Tim Samuelson, cultural historian for the Chicago Department of Cultural Affairs, sent us this rare image of Olinka Hrdy working on her Riverside Studio murals after reading “Lost Olinka,” our story on the subject, published last September.

“Alfonso Iannelli was an early supporter of Goff’s career, and shared considerable correspondence with him over the years,” Samuelson wrote in an email to This Land. “Iannelli was also a staunch early defender of Goff’s role as the creative lead for the Boston Avenue church. The Iannelli Studios in Park Ridge, Illinois, was a multi-disciplinary art studio that did considerable architectural and contract work, including the fountain for Riverside Studio. Both Goff and Olinka Hrdy briefly worked in Iannelli’s studio during the Depression.”

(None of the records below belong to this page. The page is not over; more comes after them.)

PR #12448, opened 2026-08-03
fix: handle context cancellation in cursor operations to prevent incorrect nil returns

amourao:
### What's being changed:

- canceled map cursors could report misleading panics on context cancellation
- current code pushes the context error "up" so it is reported correctly
- also fixes some scenarios where partial cursor results could be returned on context cancellation

### Review checklist

### DIFF
--- a/adapters/repos/db/lsmkv/cursor_bucket_map.go
+++ b/adapters/repos/db/lsmkv/cursor_bucket_map.go
@@ -204,6 +204,11 @@ func (c *CursorMap) serveCurrentStateAndAdvance(ctx context.Context) ([]byte, []
 
 		merged, err := newSortedMapMerger().do(ctx, perSegmentResults)
 		if err != nil {
+			if ctx.Err() != nil {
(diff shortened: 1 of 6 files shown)


dirkkul (approved):

adapters/repos/db/lsmkv/cursor_bucket_map.go
```diff
@@ -204,6 +204,11 @@ func (c *CursorMap) serveCurrentStateAndAdvance(ctx context.Context) ([]byte, []
 
 		merged, err := newSortedMapMerger().do(ctx, perSegmentResults)
 		if err != nil {
+			if ctx.Err() != nil {
```
antas-marcin, line 207: here you are ignoring err if there is ctx.Err()? is it OK to do so?

amourao: We ignore the context err to avoid the panic below. Callers check for context, so those errors are caught.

Like Hrdy’s murals, Iannelli’s fountain disappeared from the studio sometime after it ceased to be Patti Adams Shriner’s residence in 1932. No one knows where or when the fountain went.
When Samuelson sent the photo, he suggested it may be evidence that Hrdy painted her murals directly onto the studio’s walls and that they have since been painted over, explaining their mysterious disappearance.
Larry Stockard and others at the Tulsa Spotlight Theater, which has occupied the Riverside Studio since 1953, say they’re sure the murals were painted on canvas and removed—though no one knows when—from the premises.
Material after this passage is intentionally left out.